The power demand model calculates each county's power demand by multiplying its population by its state's power consumption per capita.
Config (initialization) data: historical county population (2016) and state consumption per capita, which was calculated by dividing each state's total consumption (US Energy Information Administration, 2016) by its 2016 population.
Input from other models: county population from the population model.
Output: a dictionary that maps each county FIPS code to its power demand, in megawatt hours (MWh).
The power supply model calculates the carbon dioxide emissions and thermoelectric water usage of each NERC region's power production by assuming that power supply can freely shift to meet power demand in equilibrium (supply = demand, production = consumption) at a constant price. The provided energy profile gives each NERC region's pre-calculated rates of emissions and water usage per MWh of energy production. Each NERC's power demand is multiplied by its profile rates to determine its total carbon dioxide emissions and its thermoelectric water usage, for the level of power that is demanded and produced.
Config (initialization) data: historical county power demand (2016) and NERC energy profiles, which were calculated using the EIA 860 reports (US Energy Information Administration, 2016) and aggregating the power plants by NERC region.
Input from other models: NERC power demand from the power demand model.
Output: a dictionary that maps each NERC region to its carbon dioxide (CO2) emissions (tons) and its thermoelectric water usage (Mgal).
The water demand model calculates each county's water demand by multiplying its population by its water consumption per capita, and then adding the county's thermoelectric water usage from the power supply model's output.
Water consumption rates for each county were calculated by subtracting "thermoelectric recirculating, total consumptive use, fresh in Mgal/d" from "irrigation and thermoelectric water, total consumptive use, fresh in Mgal/d". The difference was divided by the county's 2015 population, then multiplied by 365 to convert the daily rate to the annual rate.

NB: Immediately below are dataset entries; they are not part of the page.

PR #95, opened 2018-01-09
build: do not install config.h

hanetzer:
'config.h' is meant to be a convenience header to be #included at build
time, but not installed. Installing it can cause a host of problems for
various other projects (for instance, attempting to build u-boot from
source while another project's 'config.h' exists in the compiler search
path will cause build failures similar to: https://github.com/pepe2k/u-boot_mod/issues/148

Further, I've changed `#include <config.h>` to `#include "config.h"`,
which should constrain the search path to the current build directories,
so if another package with a bugged build has this file installed, it
will not cause yaml to miscompile/fail.

If you have a file `/usr/include/config.h` on your filesystem, query
your package manager to find out what package owns it, and file a bug
report against it with your distro maintainers.

### DIFF
--- a/CMakeLists.txt
+++ b/CMakeLists.txt
@@ -83,7 +83,6 @@ target_include_directories(yaml PUBLIC
 install(
   FILES
     include/yaml.h
-    ${config_h}
   DESTINATION include COMPONENT Development
   )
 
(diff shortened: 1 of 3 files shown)


hanetzer:
This is the _right_ fix to #84 as your package should never install `config.h` into the
actual filesystem. Its for build-time only.

hanetzer:
Do not merge until after #94 is merged.

ingydotnet:
#94 is merged. Can someone review this? @sigmavirus24 maybe?

hanetzer:
@ingydotnet @sigmavirus24 any action on this?

ingydotnet:
Applied. Pushed. Thanks!

PR #96, opened 2018-01-09
build: add version.rc to windows builds

hanetzer:
A windows resource file (src/version.rc here) is used to describe
various properties of executables and libraries on the windows os,
and can also be used to add graphical resources (icons, cursors,
etc) to gui based applications, and can add a bit of polish to a
project's builds.


hanetzer:
Do not merge until after #94 and #95 are merged; after #95 I'll need to do some rebasing
and readjustment, but the end product will make it well worth it.

hanetzer:
Don't merge just yet. I've determined a better way to handle this and will be redoing some stuff.

MSP-Greg:
It would be helpful if this was added.  I work with Ruby, and on Windows, MSYS2 libyaml dll's are included.

Sometimes commercial users have issues with dll's that have no properties, especially with items like OpenSSL, zlib, libyaml, etc...

I know commercial isn't that much of a concern, but...

perlpunk:
Is this still work in progress?

PR #97, opened 2018-01-09
appveyor.yml: fix Release build

hanetzer:
I suspect this this was a bit of an oversight when first setting up
appveyor for Windows/msvc, but 'release' does not match any target
cmake knows about; 'Release', however, does.


ingydotnet:
Applied. Pushed. Thanks!

PR #100, opened 2018-01-11
CMakeLists.txt: major overhaul.

hanetzer:
Adds the logic needed to build both shared and static libraries at the
same time, as well as generally simplifying the logic.

Use GNUInstallDirs to set sane defaults for where to stick the resultant
binaries, headers and configuration files.


hanetzer:
WIP, Do not merge just yet. Needs work on the msvc side of things.

hanetzer:
Do not merge until after #95 #96 and #97 are dealt with.

PR #102, opened 2018-01-19
Patch yaml_scalar_event_initialize() to accept a proper size_t "length" argument

frickenate:
`yaml_scalar_event_initialize()` currently takes its `length` argument as an `int`, whereas the correct type is `size_t`. This results in an easily avoidable compiler warning about converting between unsigned and signed types.

The compromise here is to use `0` rather than `-1` to request that the function take the `strlen()` of the `value` argument directly. I can't imagine a scenario where any code would pass an explicit `0` length while passing a non-empty `value`, and expect the function to respect the `0` length by not copying the passed `value`. The only "downside" being a technically unnecessary `strlen()` call for actual empty scalars.

Thoughts?

### DIFF
--- a/include/yaml.h
+++ b/include/yaml.h
@@ -1,7 +1,7 @@
 /**
  * @file yaml.h
  * @brief Public interface for libyaml.
- * 
+ *
  * Include the header file with the code:
  * @code
  * #include <yaml.h>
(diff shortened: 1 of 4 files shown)


slyon:
Hi, I just came across this old PR. I think it makes lots of sense... string length should be defined as `size_t`. But this would be breaking API (especially the change from `-1` to `0` for automatic length calculation). So we'd rather need to add a new `yaml_scalar_event_initialize2()` function instead.

PR #105, opened 2018-02-03
Allow question marks in plain scalars in flow collections

perlpunk:
See http://yaml.org/spec/1.1/#id907281

The question mark isn't mentioned as something special here, only
`,[]{}`

This commit will allow

    [foo?bar]
    [foo ? bar]

The PR does only change the behaviour when the question mark is in the middle or at the end of the string, not at the beginning, e.g. `[?foo]` is handled by a different part of the code.


perlpunk:
Note: add test to yaml-test-suite:
```
- [foo?bar]
- [foo ? bar]
```

perlpunk:
> Is it easy to allow `foo?bar` and `foo? bar` and `foo bar?`, but not allow `foo ? bar` or `foo ?bar`?

I think that's not so easy.
And if the `?` marker will be removed in flow style in the next YAML version, then this would remove any ambiguity.

PR #114, opened 2018-04-11
Fixed return value of yaml_parser_scan

SilverRainZ:
yaml_parser_scan should return 0 while stream end or parser error.

### DIFF
--- a/src/scanner.c
+++ b/src/scanner.c
@@ -751,7 +751,7 @@ yaml_parser_scan(yaml_parser_t *parser, yaml_token_t *token)
     /* No tokens after STREAM-END or error. */
 
     if (parser->stream_end_produced || parser->error) {
-        return 1;
+        return 0;
     }
 
     /* Ensure that the tokens queue contains enough tokens. */


ingydotnet:
@SilverRainZ can you write a test or show some code that tests this?

SilverRainZ:
@ingydotnet I have not yet an available test for this, I just think it has such an error.

Is it possible that a call of `yaml_parser_scan()` success but the returned `parser`'s `error`  field is set to non-zero? If so, the following code(modified from `tests/run-scanner.c`) will cause endless loop because the `yaml_parser_scan` always return 1 and the `done` is always 0 because the `token.type` is ` YAML_NO_TOKEN`.

```c
// I don't kown how to construct a yaml to let yaml_parser_scan() returns 1
// while the parser.error != 0
parser.error = YAML_SCANNER_ERROR;
while (!done)
    {
        if (!yaml_parser_scan(&parser, &token)) {
            error = 1;
            break;
        }

        done = (token.type == YAML_STREAM_END_TOKEN);

        yaml_token_delete(&token);

        count ++;
    }
```

SilverRainZ:
Hmm, how is going?

perlpunk:
I think this is not an error to be fixed.

All three functions `yaml_parser_scan`, `yaml_parser_parse`, `yaml_parser_load` are working the same way: they return 1 if `parser->stream_end_produced`.

The outer loop needs to check if `event.type == YAML_STREAM_END_EVENT` and break.

@SilverRainZ parser.error is set in case of an error. All three functions will return `0` in case of an error. The outer loop should catch that and break. So the situation where parser.error is already set and `yaml_parser_scan()` is called, should not occur, because you are already out of the loop.

I don't see any benefit in changing the return value. If it returned `0` also in case of a `YAML_STREAM_END_EVENT` then it would be inconsistent because no error happened.

So I'd vote for closing this.

SilverRainZ:
@perlpunk Thanks for your explanation, I get it and will close this soon.

PR #119, opened 2018-06-14
The closing single quote needs to be indented...

perlpunk:
if it's on its own line.

Current output:

```
% cd libyaml
% echo "+STR
+DOC
+SEQ
=VAL '\\\n
-SEQ
-DOC
-STR" | ./tests/run-emitter-test-suite
- '

'
```

With this patch:

```
% echo "+STR
+DOC
+SEQ
=VAL '\\\n
-SEQ
-DOC
-STR" | ./tests/run-emitter-test-suite
- '

  '
```

Test suite suceeds.

The same rule would apply to double quoted strings, but I haven't been
able to produce a case where the closing double quote was on its own line.

### DIFF
--- a/src/emitter.c
+++ b/src/emitter.c
@@ -2004,6 +2004,9 @@ yaml_emitter_write_single_quoted_scalar(yaml_emitter_t *emitter,
         }
     }
 
+    if (breaks)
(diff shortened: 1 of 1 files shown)


ingydotnet:
Applied. Pushed. Thanks!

Config (initialization) data: historical county population (2016) and county water consumption per capita (2015), which was calculated by dividing each county's daily water consumption (United States Geological Survey, 2015) by its 2015 population, and scaling to the annual per capita rate.
Input from other models: county population from the population model and thermoelectric water usage from the power supply model.
Output: a dictionary that maps each county FIPS codes to its water demand, in millions of gallons (Mgal).
The GFDL CM3 climate model, published by the National Oceanic and Atmospheric Administration (NOAA), uses representative concentration pathways to determine atmospheric conditions and its affects on temperature, precipitation, and evaporation. The SIMoN model does not perform any of these actual calculations, but simply retrieves pre-calculated data from the config file.
Config (initialization) data: RCP data for temperature, precipitation, and evaporation (NOAA).
Input from other models: none.
Output: a dictionary that maps each latitude-longitude grid square to its evaporation (mm) and precipitation (mm) values, plus a single value for global temperature (degrees Celsius).